Use it for daily quota checks per API key:

# In your route, after token bucket:
allowed, remaining = await sliding_window_check(
    key=f"quota:daily:{payload.user_id}",
    limit=100,            # Starter plan: 100 calls/day
    window_seconds=86400,
)
if not allowed:
    raise HTTPException(
        status_code=429,
        detail="Daily quota exceeded. Upgrade to Pro for 2,000 calls/day — starts at $29/month.",
        headers={"X-RateLimit-Remaining": "0", "Retry-After": "86400"},
    )

Verification

Run a quick load test with curl in a loop:

for i in $(seq 1 15); do
  curl -s -o /dev/null -w "%{http_code}\n" \
    -X POST http://localhost:8000/chat \
    -H "Content-Type: application/json" \
    -d '{"message": "hello", "user_id": "test-user-1"}'
done

You should see:

200
200
...
200   ← 10 allowed (burst capacity)
429
429
429
429
429   ← remaining calls blocked

Then wait 10 seconds and retry — tokens refill at 0.5/s, so you'll get ~5 new requests through.

sleep 10
curl -s -w "%{http_code}\n" -X POST http://localhost:8000/chat \
  -H "Content-Type: application/json" \
  -d '{"message": "hello", "user_id": "test-user-1"}'
# → 200

What You Learned

Token bucket is the right default for LLM chat — it allows natural burst behavior while capping sustained abuse. Fixed window is dangerous at the boundary.
Lua scripts are mandatory for Redis rate limiters under concurrency. Non-atomic check-then-set causes race conditions that let abusers slip through at scale.
Layer your limits: IP limits stop bots, user limits enforce fair use, sliding windows enforce paid quotas. Don't rely on a single limit.
Always return Retry-After in 429 responses — well-behaved clients (and your own frontend) will back off automatically instead of hammering harder.
When NOT to use this: if you're on a managed API gateway (AWS API Gateway, Cloudflare Workers AI), use their built-in rate limiting. Rolling your own Redis solution on top adds latency for no gain.
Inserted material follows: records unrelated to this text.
PR #16187, opened 2018-10-11
(SEO-674) Redirect to the first category page when old params are used

Grunny:
Redirect to the first category page when old pagination query params are used.

/cc @rogatty

### DIFF
--- a/extensions/wikia/CategoryPage3/CategoryPage3Hooks.class.php
+++ b/extensions/wikia/CategoryPage3/CategoryPage3Hooks.class.php
@@ -4,6 +4,18 @@ class CategoryPage3Hooks {
 
 	const COOKIE_NAME = 'category-page-layout';
 
+	private static $oldQueryParams = [
+		'display',
+		'filefrom',
+		'fileuntil',
+		'page',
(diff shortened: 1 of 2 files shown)


extensions/wikia/CategoryPage3/CategoryPage3Hooks.class.php
```diff
@@ -54,4 +66,39 @@ static public function onArticleFromTitle( $title, &$article ): bool {
...
+	 * @param WebRequest $request
+	 * @param MediaWiki $mediawiki
+	 * @return bool
+	 */
+	static public function onBeforeInitialize(
+		Title $title, $unused, OutputPage $output,
+		User $user, WebRequest $request, MediaWiki $mediawiki
+	): bool {
+		if ( !$title->inNamespace( NS_CATEGORY ) ||
+			$user->isLoggedIn()
```
rogatty, line 87: I think we should check the current layout in addition to that. There is no existing method that could be used here, so I'll update it as a part of the layout selector task.

rogatty (approved):

PR #16202, opened 2018-10-15
ADEN-7595-2 CTP Cookie

pnather:


jacekbj (approved):

extensions/wikia/AssetsManager/config.php
```diff
@@ -208,6 +208,7 @@
 		'//extensions/wikia/AdEngine/js/utils/math.js',
 		'//extensions/wikia/AdEngine/js/utils/time.js',
 		'//extensions/wikia/AdEngine/js/video/articleVideoAd.js',
+		'//extensions/wikia/ArticleVideo/scripts/featured-video.cookies.js',
```
fraszczakszymon: Do we need to add this asset on all pages? I believe it's already available on FV pages. We can use require.optional in playerTracker.js so it won't throw errors on non-FV pages

extensions/wikia/AssetsManager/config.php
```diff
@@ -899,6 +900,7 @@
 		'//extensions/wikia/AdEngine/js/video/videoFrequencyMonitor.js',
 		'//extensions/wikia/AdEngine/js/video/videoFrequencySettings.js',
 		'//extensions/wikia/AdEngine/js/video/videoFrequencyStore.js',
+		'//extensions/wikia/ArticleVideo/scripts/featured-video.cookies.js',
```
fraszczakszymon: Is it fine for mobile-wiki? There is a bit different implementation of jwplayer. Check how we set autoplay flag there please:
https://github.com/Wikia/mobile-wiki/blob/dev/app/modules/video-players/jwplayer.js

extensions/wikia/AdEngine/js/video/player/playerTracker.js
```diff
@@ -72,6 +72,10 @@ define('ext.wikia.adEngine.video.player.playerTracker', [
 			trackingData['vast_id'] = params.bid.creativeId || emptyValue.string;
 		}
 
+		if ([0, 1].indexOf(params.userBlockAutoplay) > -1) {
```
fraszczakszymon:
```suggestion
		if ([-1, 0, 1].indexOf(params.userBlockAutoplay) > -1) {
```

fraszczakszymon (approved):

PR #16207, opened 2018-10-15
(PLATFORM-3765) Use full URLs in in content links on language wikis

Grunny:
Use full URLs in in content links on language wikis so that the parser
cache has valid URLs when migrating those wikis.

/cc @Wikia/core-platform-team

### DIFF
--- a/includes/wikia/Extensions.php
+++ b/includes/wikia/Extensions.php
@@ -94,6 +94,13 @@ if ( ! empty( $wgEnableWikisApi ) ) {
 	F::app()->registerApiController( 'WikisApiController', "{$IP}/includes/wikia/api/WikisApiController.class.php" );
 }
 
+// During migration drop parser expiry on non-English wikis to 24 hours (PLATFORM-3765)
+if ( !wfHttpsAllowedForURL( $wgServer ) ||
+	( wfHttpsEnabledForURL( $wgServer ) && $wgLanguageCode !== 'en' )
+) {
+	$wgParserCacheExpireTime = 24 * 3600;
+}
+
 /*
  * Code for http://lyrics.wikia.com/
  */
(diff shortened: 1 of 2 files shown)


includes/wikia/Extensions.php
```diff
@@ -94,6 +94,13 @@
 	F::app()->registerApiController( 'WikisApiController', "{$IP}/includes/wikia/api/WikisApiController.class.php" );
 }
 
+// During migration drop parser expiry on non-English wikis to 24 hours (PLATFORM-3765)
+if ( !wfHttpsAllowedForURL( $wgServer ) ||
+	( wfHttpsEnabledForURL( $wgServer ) && $wgLanguageCode !== 'en' )
+) {
+	$wgParserCacheExpireTime = 24 * 3600;
```
rogatty, line 101: Is there a specific reason it's in `Extensions.php`? Can it be set [earlier](https://github.com/Wikia/config#whats-the-order-in-which-the-configuration-is-loaded)? It's just weird as it's not an extension.

includes/wikia/Extensions.php
```diff
@@ -94,6 +94,13 @@
 	F::app()->registerApiController( 'WikisApiController', "{$IP}/includes/wikia/api/WikisApiController.class.php" );
 }
 
+// During migration drop parser expiry on non-English wikis to 24 hours (PLATFORM-3765)
+if ( !wfHttpsAllowedForURL( $wgServer ) ||
+	( wfHttpsEnabledForURL( $wgServer ) && $wgLanguageCode !== 'en' )
```
rogatty, line 99: What's the reason to keep it that short after migration? Just in case we find something else?

includes/wikia/Extensions.php
Grunny: Because it needs to be after WikiFactory is loaded, otherwise wgServer and wgLanguageCode may not be set yet.

rogatty (approved):

PR #16209, opened 2018-10-16
SUS-6049 | point CreateNewWiki links to community.wikia.com

macbre:
https://wikia-inc.atlassian.net/browse/SUS-6049

W ewant to move away all MediaWiki-related things from www.wikia.com domain and make it being served by Wordpress only. Let's start with CreateNewWiki.

I've just enabled it on Community Wiki. Let's update the links. Once this goes live, we'll handle redirects from an old address and then disable the extension on www.wikia.com


includes/wikia/models/DesignSystemSharedLinks.class.php
```diff
@@ -88,7 +88,7 @@ private function getLangWithFallback( $lang ) {
 			'local-sitemap-fandom' => '//fandom.wikia.com/local-sitemap',
 			'community-central' => '//community.wikia.com/wiki/Community_Central',
 			'support' => '//community.wikia.com/wiki/Special:Contact',
-			'create-new-wiki' => '//www.wikia.com/Special:CreateNewWiki',
+			'create-new-wiki' => '//community.wikia.com/wiki/Special:CreateNewWiki',
```
rybmat, line 91: @macbre it needs to be changed for every language in this array as well

rybmat (changes requested):

rybmat (approved):

PR #16213, opened 2018-10-16
DE-3752 | sending edit events directly to Kinesis

ghost:


extensions/wikia/DataWarehouse/DataWarehouseEventProducer.class.php
```diff
@@ -375,10 +378,21 @@ public function setCategory() {
...
 
+	public function setBeacon( $beacon ) {
+		$this->mParams['beacon'] = $beacon;
+	}
+
 	public function sendLog() {
 		wfProfileIn( __METHOD__ );
 		$data = json_encode($this->mParams);
 		$this->getRabbit()->publish( $this->mKey, $data );
+		if ( ( ! Wikia::isDevEnv()) && ( $this->mParams['cityId'] % 100 == 28 ) ) { // enabled on 1% of wikis
```
macbre: Don't you want to use `<` operator instead and just increase the percentage of wikis as we go?

extensions/wikia/DataWarehouse/DataWarehouseEventProducer.class.php
```diff
@@ -375,10 +378,21 @@ public function setCategory() {
...
+			$this->mParams['action'] = $this->mKey;
+			$kinesis = new AsyncKinesisProducerTask();
+			( new AsyncTaskList() )
```
macbre: use `newLocalTask` static constructor instead. AFAIR you need to specify wiki ID when queuing a task. This constructor will use the ID of the current wiki.

extensions/wikia/DataWarehouse/DataWarehouseEventProducer.class.php
ghost: Good idea, I will use `<` indeed.

extensions/wikia/DataWarehouse/DataWarehouseEventProducer.class.php
ghost: OK, thanks!

jcellary (approved):

macbre (approved):

PR #16214, opened 2018-10-16
(PLATFORM-3765) Use full URLs in in content links on language wikis

Grunny:
/cc @Wikia/core-platform-team

PR #16215, opened 2018-10-16
(PLATFORM-3765) Limit number of wikis with lower parser cache expiry

Grunny:
Limit the parser cache expiry drop to wikis scheduled for migration.


Grunny:
Reviewed as part of https://github.com/Wikia/app/pull/16214

PR #16226, opened 2018-10-17
SRE-116 | Redo ProtectSite with a database backend

mszabo-wikia:
The current implementation of ProtectSite uses exclusively memcached as a "backend" so it will not work with multiple active datacenters. Since the extension is kind of a mess I've decided to start from scratch and rebuild it while using a database backend to store protection information.

The old extension will be removed separately, after the new one is live.

https://wikia-inc.atlassian.net/browse/SRE-116

### DIFF
--- a/extensions/wikia/ProtectSiteII/ProtectSiteSpecialController.php
+++ b/extensions/wikia/ProtectSiteII/ProtectSiteSpecialController.php
@@ -42,6 +42,12 @@ class ProtectSiteSpecialController extends WikiaSpecialPageController {
 		];
 
 		$inputs[] = [
+			'type' => 'text',
+			'label' => $this->msg( 'protectsite-label-reason' )->escaped(),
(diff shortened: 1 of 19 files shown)


extensions/wikia/ProtectSiteII/ProtectSiteSpecialController.php
```diff
@@ -0,0 +1,168 @@
...
+		$this->setHeaders();
+		$this->checkPermissions();
+		$this->checkIfUserIsBlocked();
+
+		$active = $this->model->getProtectionSettings( $this->wg->CityId );
+
+		$inputs = [];
+
+		foreach ( ProtectSiteModel::getValidActions() as $action ) {
+			// For grepping - possible message keys used here:
```
ghost, line 29: :heart:

ghost (approved):

PR #16281, opened 2018-10-29
SUS-6160 | Explicitly set timeouts for nginx - fpm communication

macbre:
https://wikia-inc.atlassian.net/browse/SUS-6160

http://nginx.org/en/docs/http/ngx_http_fastcgi_module.html


docker/base/nginx.conf
```diff
@@ -1,7 +1,7 @@
 worker_processes  1;
 
 error_log  /var/log/nginx/error.log warn;
-pid        /var/run/nginx/nginx.pid;
+pid        /tmp/nginx.pid;
```
pwojcik86: I don't think we need to change this

pwojcik86 (changes requested):

docker/base/nginx.conf
macbre: We have to, for dev instance - I'm getting permission errors

pwojcik86: Then we should fix the dev configuration, not do a workaround in prod

macbre: See e09d1295c5da0f936b8202c62236a15d4884c402

hakubo (approved):

pwojcik86 (approved):

PR #16282, opened 2018-10-29
Hackathon project: circuit breakers PoC

themech:
* APCU-based circuit breakers POC
* two usage examples (for a single call and the whole api client)
* added client-side timeouts (based on @mszabo-wikia PR)


lib/Wikia/src/Persistence/User/Attributes/AttributePersistence.php
```diff
@@ -13,13 +14,22 @@
...
 
+	/** @var CircuitBreaker\CircuitBreaker */
+	private $circuitBreaker;
+
 	public function __construct( ApiProvider $apiProvider ) {
 		$this->apiProvider = $apiProvider;
+		$this->circuitBreaker = new CircuitBreaker\RatioBasedCircuitBreaker( self::SERVICE_NAME,
+			new CircuitBreaker\ApcuStorage(),
+			new CircuitBreaker\Ratio( 3, 5 ),	// failure ratio
+			new CircuitBreaker\Ratio( 2, 5 ),	// success ratio
```
slayful, line 31: I'd probably use (10, 20) for failures and (3, 10) for success to start with.

themech: good suggestion, thanks!

lib/Wikia/src/CircuitBreaker/RatioBasedCircuitBreaker.php
```diff
@@ -0,0 +1,92 @@
...
+		$this->dataStorage->store( $this->serviceName, json_encode( $data ) );
+	}
+
+	public function isAvailable() {
+		$data = $this->loadData();
+		return ( $data['state'] !== State::OPEN );
+	}
+
+	protected function addOperation($success) {
+		$data = $this->loadData();
```
themech, line 56: This method should execute very quickly, so there just a little time between the `loadData ` and `saveData` calls. Still, a race condition is possible and one process can overwrite an operation of another process, which mean the circuit breaker opening/closing may not be accurate.

themech: @mszabo-wikia suggested playing with the `apcu` extension and either using `apcu_inc`/`apcu_dev` or implementing a shift operation and pushing it upstream

PR #16283, opened 2018-10-29
SRE-120 | Make Images Consistent Again

mszabo-wikia:
Prepare maintenance script to replicate past DFS operations SJC -> RES to restore cluster consistency for MW uploads.

Also make `ImageSyncTask` not throw an error if an operation failed. A single failed operation does not mean the other operations are invalid.

https://wikia-inc.atlassian.net/browse/SRE-120

### DIFF
--- a/maintenance/wikia/makeImagesConsistentAgain.php
+++ b/maintenance/wikia/makeImagesConsistentAgain.php
@@ -128,10 +128,12 @@ class MakeImagesConsistentAgain extends Maintenance {
 		$safeUntil = $dbr->addQuotes( $dbr->timestamp( $this->getOption( 'until' ) ) );
 
 		$res = $dbr->select(
-			'filearchive',
+			[ 'filearchive', 'image' ],
 			[ 'fa_name', 'fa_archive_name', 'fa_storage_key' ],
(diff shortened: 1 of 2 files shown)


ghost (approved):

maintenance/wikia/makeImagesConsistentAgain.php
```diff
@@ -0,0 +1,170 @@
...
+				$task->queue();
+			}
+		} else {
+			var_dump( $batches );
+		}
+	}
+
+	private function getAllOperations() {
+		$uploads = 0;
+		foreach ( $this->getNewUploads() as $operation ) {
```
ghost, line 52: Is it possible to get rid of the `foreach`:
```
$newUploads = $this->getNewUploads();
$uploads = count( $newUploads );
yield $newUploads;
```

And the same applies to deletes below. It seems the `foreach`s are used just to increment the counters.

mszabo-wikia: `getNewUploads` will also return a `Generator`, so we'll have to iterate through it anyways and `yield` its values

ghost: Ah, all clear.

PR #16284, opened 2018-10-29
support other environments in sandbox/Jenkinsfile

hakubo:
This way we can reuse whole script for preview deployments

### DIFF
--- a/docker/sandbox/Jenkinsfile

Tested on Python 3.12, FastAPI 0.115, redis-py 5.x, Redis 7.2, Ubuntu 24.04 & macOS Sequoia

FAQ

Q: Does this work with Anthropic's API as well as OpenAI? A: Yes — the limiter runs in your application layer before any upstream call. Swap openai_client.chat.completions.create for anthropic.Anthropic().messages.create and the limiting logic is identical.

Q: What's the difference between rate limiting and throttling? A: Rate limiting rejects requests that exceed a threshold with a 429. Throttling queues them and slows delivery. For LLM APIs, rejection is almost always better — queuing causes memory buildup and unpredictable latency spikes.

Q: Can I run this without Redis, on a single-worker server? A: Yes. Replace the Redis calls with an in-memory dict and asyncio.Lock. This works fine for single-process deployments but breaks across multiple Uvicorn workers — each worker has its own memory space.

Q: How much does Redis add to latency? A: A local Redis call takes ~0.1–0.3ms. Against an LLM call that takes 500–5000ms, this is noise. On Redis Cloud (AWS us-east-1), expect ~1–2ms round-trip — still negligible.

Q: What's the minimum plan for Redis Cloud to support this in production? A: The Free tier (30MB) is sufficient for up to ~50,000 active user keys. Paid plans start at $7/month for 250MB on AWS us-east-1 — more than enough for most early-stage LLM products.